- Reversing Course: DOJ Holds Protections of Title VII Do Not Extend to Transgender/ Gender Identity Discrimination
- December 27, 2017
In October 2017, the United States Department of Justice (DOJ), through Attorney General Jeff Sessions, issued a memorandum articulating the DOJ’s new stance on the scope of protection afforded to transgender workers under Title VII of the Civil Rights Act of 1964. Pursuant to the memorandum, the DOJ will now take the position that Title VII does not prohibit discrimination against transgender workers as a form of sex discrimination.
According to Attorney General Sessions, “Title VII’s prohibition on sex discrimination encompasses discrimination between men and women but does not encompass discrimination based on gender identity per se, including transgender status.” The DOJ will now adhere to the rationale that the term “sex” as it is used in Title VII is “ordinarily defined” to mean biologically male or female. Under this definition, Title VII does not extend to transgender/gender identity discrimination because it is not explicitly enumerated in the statute as a protected class.

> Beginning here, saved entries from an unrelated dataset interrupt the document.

Issue #3671, opened 2025-10-30
Replace icon component


steffenkleinle:
### Describe the Problem

Replace our custom icon implementation with https://callstack.github.io/react-native-paper/docs/components/Icon.

### Describe Your Preferred Solution

N/A

### Describe Possible Alternatives

N/A

### Related Issues

N/A

### Additional Information

N/A

PR #3757, opened 2025-12-03
Replace legacy colors for native

bahaaTuffaha:
### Short Description

⚠️ this is sub-branch of #3671 to replace legacy colors.

### Proposed Changes
replaced the following:
- `theme.legacy.colors.backgroundColor` => `theme.colors.background`
- `theme.legacy.colors.backgroundAccentColor` => `theme.colors.surface` or `theme.colors.surfaceVariant`
- `theme.legacy.colors.textColor` => `theme.colors.onSurface`
- `theme.legacy.colors.textSecondaryColor` => `theme.colors.onSurfaceVariant`
- `theme.legacy.colors.textDisabledColor` => `theme.colors.onSurfaceDisabled`
- `theme.legacy.colors.themeColor` => `theme.colors.secondary`
- `theme.legacy.colors.themeColorLight` => `theme.colors.secondaryContainer`
- `theme.legacy.colors.linkColor` => `theme.colors.primary`
- `theme.legacy.colors.invalidInput` => `theme.colors.error`
- `theme.legacy.colors.borderColor` => `theme.colors.outlineVariant`

I left the ones with `.fonts`, `isContrastTheme`, and couldnt find a replacement for`warningColor`, `negativeHighlight` , `positiveHighlight`, `tunewsThemeColor` and `textDecorationColor`.

### Side Effects

- Alot of files changed so...

### Testing

- Test everything has a color.
- Test contrast theme.
- Test aschaffenburg and malte.
- Test snackbar and pdfView because i didn't test these 😅 

### Resolved Issues

Fixes: #

---

### DIFF
--- a/native/package.json
+++ b/native/package.json
@@ -47,6 +47,8 @@
     "@dr.pogodin/react-native-fs": "^2.36.1",
     "@dr.pogodin/react-native-static-server": "^0.25.0",
     "@dr.pogodin/react-native-webview": "^13.16.4",
+    "@formatjs/intl-displaynames": "^6.8.13",
+    "@formatjs/intl-locale": "^4.2.13",
     "@gorhom/bottom-sheet": "^5.2.6",
     "@maplibre/maplibre-react-native": "^10.4.0",
     "@notifee/react-native": "^9.1.8",
--- a/native/src/@types/styled.d.ts
+++ b/native/src/@types/styled.d.ts
@@ -45,6 +45,14 @@ type MD3Theme = {
     action: {
       disabled: string
     }
+    elevation?: {
+      level0: string
+      level1: string
+      level2: string
+      level3: string
+      level4: string
+      level5: string
+    }
   }
 }
 
--- a/native/src/components/SelectorItem.tsx
+++ b/native/src/components/SelectorItem.tsx
@@ -1,4 +1,5 @@
 import React, { ReactElement } from 'react'
+import { DefaultTheme, List } from 'react-native-paper'
 import styled from 'styled-components/native'
 
 import dimensions from '../constants/dimensions'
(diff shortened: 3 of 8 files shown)


LeandraH (commented):
Wow, thanks for slogging through that, it looks really good already!

One small thing:

I don't think we should use `primary` for the `linkColor`, it might be the closest we have, but the function is very different, and if we one day change the `primary` color, the links should stay blue. I'd say we add a new color to the theme, if we need it at all.

And responding to the ones that you left open:

I agree about the fonts, we can do them in another ticket.

`theme.legacy.isContrastTheme` can be replaced with `theme.dark` (first prop [here](https://oss.callstack.com/react-native-paper/docs/guides/theming/#theme-properties))

`warningColor` is an awful color that we only use in the note in the feedback screen; in the web, we don't even have a background color there anymore, we just use red for the text color. I think we should do that here too.

`textDecorationColor` seems to be a random light grey, just choose one of the existing ones, maybe `surfaceVariant`? We can also change some of the colors in the theme if we need to have more grey variations there.

Not sure about `positiveHighlight` and `negativeHighlight`, we only use that in the opening hours of POIs, for the field saying if the place is currently open or closed. We could use `error` for the `negativeHighlight` and add a `success` color?

We should definitely add `tunewsThemeColor` as a custom color.

hauf-toni:
> > > > I don't think we should use `primary` for the `linkColor`, it might be the closest we have, but the function is very different, and if we one day change the `primary` color, the links should stay blue. I'd say we add a new color to the theme, if we need it at all.
> > > 
> > > 
> > > we already use primary for web links and `at AppointmentOnlyIcon.tsx` StyledLink. Screenshot 2025-12-04 at 6 29 19 PM
> > > I can add a new color...
> > 
> > 
> > How embarrassing 😅 I would prefer a new one anyway :)
> 
> I think it would be good to discuss a change like this with @hauf-toni before going for this. In my opinion, we should keep the links in color `primary`, there is no reason to distinguish between links and other primary navigation elements like buttons for users (and us) atm. Also, the thing that links have to be blue is not something that is still the case imo, links in other examples have varying colors, too and usually the primary color. Links being blue is more of a relic of old internet days tbh. I therefore really think we should keep this exactly the same way and NOT distinguish by introducing a new (and currently redundant) color. If we see the need in the future to have different colors for links and other primary elements, then would be the right time to make that change and separate the colors.

I agree with Steffen. Please keep the Links in primary 👍 
I appreciate your thoughts on this @LeandraH. Thanks for bringing awareness to the possible complications of a future primary color change.

f1sh1918 (approved):
Nice work 👍 
Tested on android

Issue #3733, opened 2025-11-20
CalendarChoiceModal doesn't respect SafeAreaView on iOS


LeandraH:
### Describe the Bug

In the branch with the new design system, the header of the CalendarChoiceModal is partially hidden behind my phone's header.

### Steps to Reproduce

1. Be on an iPhone?
2. Go to an event
3. Click on Export Event
4. Check on the header

### Expected Behavior

The header of the Modal with the back icon and the title should be below the system bar.

### Related Issues

Seen on #3666 

### Additional Information

Please someone check if this is also an issue in real Android devices.

<img width="1125" height="2436" alt="Image" src="https://github.com/user-attachments/assets/c0d68314-bff7-4ffe-90b5-53f5142a6a0c" />

PR #3761, opened 2025-12-08
3733: SafeArea inset top in modal

f1sh1918:
### Short Description

It looks like on ios (tested on 18.4) the SafeArea does not consider the top safe area.

### Proposed Changes

- add a padding top that with the `inset.top`
- add mocks in the test

### Side Effects

- i tested on android and ios and didn't find any

### Testing

- test event export (add to calendar), back button should work
- open poi filter locations, back button should work and not be placed in the status bar

### Resolved Issues

Fixes: #3733

---

### DIFF
--- a/native/src/components/__tests__/News.spec.tsx
+++ b/native/src/components/__tests__/News.spec.tsx
@@ -20,7 +20,7 @@ const news: [TunewsModel, TunewsModel] = [
   new TunewsModel({
     id: 9902,
     title: 'Was ist ein Verein?',
-    date: DateTime.fromISO('2020-01-20T00:00:00.000Z'),
+    lastUpdate: DateTime.fromISO('2020-01-20T00:00:00.000Z'),
     tags: [],
     content:
       'Ein Verein ist eine Gruppe von Menschen. Sie haben ein gemeinsames Interesse und organisieren. https://example.com',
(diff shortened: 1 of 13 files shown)


f1sh1918:
@bahaaTuffaha okay the misplacement is really random.
After like 2 hours i didn't find the issue why sometimes its correctly aligned and sometimes the padding seems to be applied twice. For me it looks like that sometimes the Modal with the SafeArea sets the padding correctly and sometimes not. I even thought scrolling could be an issue but its really random

I have really no clue how to debug this. Even didn't find any issue in the gh repo

native/src/components/Modal.tsx
```diff
@@ -41,32 +42,35 @@ const Modal = ({
...
+  const insets = useSafeAreaInsets()
+  return (
+    // View needs to stay until https://github.com/digitalfabrik/integreat-app/issues/3331 is done
+    <View>
+      <RNModal
+        visible={modalVisible}
+        onRequestClose={closeModal}
+        animationType='fade'
+        supportedOrientations={['portrait', 'landscape']}>
+        <Container paddingTop={insets.top}>
```
bahaaTuffaha: It turns out SafeAreaView has it's own space by default when you add padding top it will get doubled so you have to exclude the top.
```suggestion
        <Container paddingTop={insets.top} edges={['right', 'bottom', 'left']}>
```

bahaaTuffaha (approved):
Tested on Android and iOS ✅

Moving forward, the DOJ will assert this newly announced position in all pending and future litigation matters, except where a controlling lower court precedent holds otherwise, in which event the issue should be preserved for future review.
In issuing the directive, Sessions and the Trump administration have reversed the position taken by former Attorney General Eric Holder and the Obama administration, which had maintained that discrimination “‘because of . . . sex’ includes discrimination because an employee’s gender identification is a member of a particular sex, or because the employee is transitioning, or has transitioned, to another sex.” The current DOJ has criticized this position as overreaching, noting that the law cannot be expanded beyond what Congress has provided.
At the present time, whether or not Title VII’s prohibition on “sex” discrimination extends to gender identity discrimination and transgender workers remains unresolved by the United States Supreme Court. However, an increasing number of federal district courts have extended the “sex stereotyping” theory of liability under Title VII to discrimination against transgender employees pursuant to the Supreme Court’s holding in Price Waterhouse v. Hopkins, 490 U.S. 228 (1989). Moreover, the DOJ's new position conflicts directly with the current position held by the EEOC, which has interpreted Title VII’s ban on sex discrimination as extending to discrimination based on gender identity. In addition, many states and municipalities have also instituted their own regulations prohibiting transgender discrimination in the workplace.
At this time—and without definitive answer from the Supreme Court as to whether Title VII extends to sexual identity discrimination—employers are well advised to proceed with caution in order to minimize the risk of liability stemming from transgender discrimination in the workplace. In particular, although a definitive ruling has yet to be handed down on this hot-button issue, employers should consider including gender identity/expression as a protected group in connection with their equal employment policies and procedures, which can significantly reduce the risk of potential discrimination litigation. In addition, employers should ensure that all company policies and procedures are modified as necessary to comply with changes in this rapidly developing area of law. At the same time, employers should ensure that they provide effective training to employees—and management in particular—on how to prevent, and respond to, any forms of discrimination or harassment in the workplace arising from a worker's gender identity or expression.